Taxing
27th April 2017
Don Boudreaux, a Real Economist, vents about media treatment of the proposed ‘tax reform’.
In recent days I have – likely like you have – heard and read several media reports on Trump’s tax plan (or what we know of it so far). Nearly all of these reports are juvenile: changes in tax rates are evaluated by the media according to changes in the legal tax liabilities of various groups of people. For example, Trump’s proposal to cut the top federal personal income-tax rate from 39.6% to 35% is assessed only by its effect on high-income earners. Specifically, of course, it’s portrayed as a ‘gift’ to high-income earners. Eliminating the estate tax, as well as the alternative minimum tax, are likewise portrayed as benefits for the rich.

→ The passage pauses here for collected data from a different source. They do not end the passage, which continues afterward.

Issue #6757, opened 2017-07-19
yield stmt in else part affects time.


TomsyPaul:
### Summary of Problem
The yield statement in else part of an if-else is also adding to the execution time.

### Steps to Reproduce

**Source Code:**

```chapel
use Time;
const n=10000;
var A:[1..n,1..n] int, t = new Timer();
//A.thankGod;
iter myiter()
{
  var x:bool=true;
  if x then
    for (i,j) in A.domain do yield (i,j);
  else
    for (i,j) in A.domain do yield (i,j);
}

iter youriter()
{
  if true then
    for (i,j) in A.domain do yield (i,j);
  else
    for (i,j) in A.domain do yield (i,j);
}

t.start();
for (x,y) in myiter() do A[x,y]=1;
t.stop();
writeln("myiter: ", t.elapsed(), " seconds");

t.clear();
t.start();
for (x,y) in youriter() do A[x,y]=1;
t.stop();
writeln("youriter: ", t.elapsed(), " seconds");

```

**Compile command:**
chpl iftrueiter.chpl

**Execution command:**
./a.out

**Output**
myiter: 1.00722 seconds
youriter: 0.193151 seconds

### Configuration Information

- Output of `chpl --version`: 
chpl Version 1.14.0.953f818
- Output of `$CHPL_HOME/util/printchplenv --anonymize`: 
CHPL_TARGET_PLATFORM: linux64
CHPL_TARGET_COMPILER: gnu
CHPL_TARGET_ARCH: native
CHPL_LOCALE_MODEL: flat
CHPL_COMM: none
CHPL_TASKS: qthreads
CHPL_LAUNCHER: none
CHPL_TIMERS: generic
CHPL_UNWIND: none
CHPL_MEM: jemalloc
CHPL_MAKE: make
CHPL_ATOMICS: intrinsics
CHPL_GMP: gmp
CHPL_HWLOC: hwloc
CHPL_REGEXP: re2
CHPL_WIDE_POINTERS: struct
CHPL_AUX_FILESYS: none
- Back-end compiler and version, e.g. `gcc --version` or `clang --version`:
gcc (GCC) 4.8.0 20130311 (GNU UPC 4.8.0-3)

ronawho:
[...]

PR #7270, opened 2017-09-12
Allow direct inlining of iterators that have up to 10 yields

ronawho:
Previously we only inlined non-zippered iterators that had exactly 1 yield
statement. This limit was to prevent massive code growth since the body will be
inlined at every yield site. However, given the huge performance penalty paid
for not inlining an iterator, it's worthwhile to pay for some code growth.

Use a default limit of 10, that can be set with --inline-iterators-yield-limit.

Additionally, this adds --report-inlined-iterators, which is similar to
--report-optimized-loop-iterators but for direct iterators only. Use this flag
to lock in the yield limit and show when we will and will not inline iterators.

Closes https://github.com/chapel-lang/chapel/issues/6757


ronawho:
Enabled by https://github.com/chapel-lang/chapel/pull/7253

@daviditen mind reviewing? Probably easiest to review commit at a time.

compiler/resolution/lowerIterators.cpp
```diff
@@ -1246,6 +1246,17 @@ expandIteratorInline(ForLoop* forLoop) {
   Symbol*   ic       = forLoop->iteratorGet()->symbol();
   FnSymbol* iterator = getTheIteratorFn(ic);
 
+  if (fReportInlinedIterators) {
+    ModuleSymbol *mod = toModuleSymbol(iterator->getModule());
+    INT_ASSERT(mod);
+
+    if (developer || mod->modTag == MOD_USER) {
+      printf("Inlined iterator (%s) in module %s (%s:%d)\n", iterator->cname,
```
daviditen: I think the location where the iterator is getting inlined e.g. `forLoop` is as important as the location where the iterator is defined.

daviditen:
Overall looks good.

Have you done any checking on the compiler performance impact of this?  We may need to tune the limit if 10 proves to cause too much generated code bloat.

test/functions/iterators/elliot/report/inline-iters-report.default.good
```diff
@@ -0,0 +1,58 @@
+Inlined iterator (tenYieldIter) in module inline-iters-report (inline-iters-report.chpl:10)
```
daviditen: Is the order of these `--report-inlined-iterators` messages guaranteed, or do you need something like a `.prediff` to sort them?

compiler/AST/iterator.cpp
```diff
@@ -1501,7 +1501,7 @@ void lowerIterator(FnSymbol* fn) {
     // Isn't that bad?
     if (singleLoop) {
       if (fReportOptimizedLoopIterators) {
-        ModuleSymbol *mod = toModuleSymbol(fn->defPoint->parentSymbol);
+        ModuleSymbol *mod = toModuleSymbol(fn->getModule());
```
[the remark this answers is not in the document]
ronawho: Good catch. Will remove this along with the assert(mod)

compiler/resolution/lowerIterators.cpp
```diff
@@ -1758,13 +1769,14 @@ countYieldsInFn(FnSymbol* fn)
...
+// Iterators can be inlined if they contains between 1 and
+// inline_iter_yield_limit yield statements
 static bool
 canInlineIterator(FnSymbol* iterator) {
-  unsigned count = countYieldsInFn(iterator);
+  int count = countYieldsInFn(iterator);
 
   // count==0 e.g. in users/biesack/test_recursive_iterator.chpl
-  return (count == 1) ? true : false;
+  return (count >= 1 && count <= inline_iter_yield_limit) ? true : false;
```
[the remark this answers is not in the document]
ronawho: will do

compiler/resolution/lowerIterators.cpp
ronawho: I don't really disagree, but for now I want to keep the output consistent with `--report-optimized-loop-iterators`.

test/functions/iterators/elliot/report/inline-iters-report.default.good
ronawho: I was wondering the same thing. `functions/iterators/sungeun/report/` (which tests `--report-optimized-loop-iterators`) does not sort and it has been stable for the past 4 years, so I think the ordering is relatively safe. Note that the `--inline-iterators` and `--optimize-loop-iterators` functions are both called from `expandForLoop()`, so this is no less stable than that test.

ronawho:
>Have you done any checking on the compiler performance impact of this? We may need to tune the limit if 10 proves to cause too much generated code bloat. 

I did not see any compiler performance impact, but we don't have many tests for iters with multiple yields. And our core range/domain/array iterators have all been optimized to only have a single yield, so we wouldn't see an impact from our core modules.

I agree that we may have to tune in the future, but at least for now a max of 10x growth for an iterator doesn't seem too horrendous given how large our generated code is anyways.

daviditen:
OK, that works for me.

My purpose here isn’t to praise or to pillory Trump’s tax plan; I’ve yet to examine it in any detail. My purpose, instead, is to lament this popular approach to evaluating taxation. This approach, as Deirdre McCloskey might say, is that of a lawyer and not that of an economist. The lawyer focuses on legal liabilities; the economist focuses on systemic consequences, both immediate and ‘seen’ as well as distant and ‘unseen.’
Actually, most of the j-school grads who are bloviating about it on TV aren’t even lawyers — but they have access to lawyers who (a) are mostly Democrats and (b) apparently slept through a lot of law school.
It’s true that if Smith’s last (say) $10,000 of annual income is currently taxed at a rate higher than a proposed new lower rate, Smith is made better off if this proposed lower marginal tax rate becomes reality. (As an aside, I refuse to go along with the common-in-many-circles description of such a tax cut as a “gift” or a “giveaway” to Smith and other high-income earners. Smith is the person who earned the income. It is his property. This income belongs to Smith. The government takes it away from him. For the government to reduce the amount of money that it takes away from Smith is not properly called a giveaway to Smith. But let’s here say no more about this particular linguistic battering of reality.)
There’s a lot of that going around these days; the presumption that all your income belongs to the government except for whatever they graciously deign to let you keep infects a lot of people beyond the Usual Suspects who want your earnings confiscated because it’s more than they think you deserve.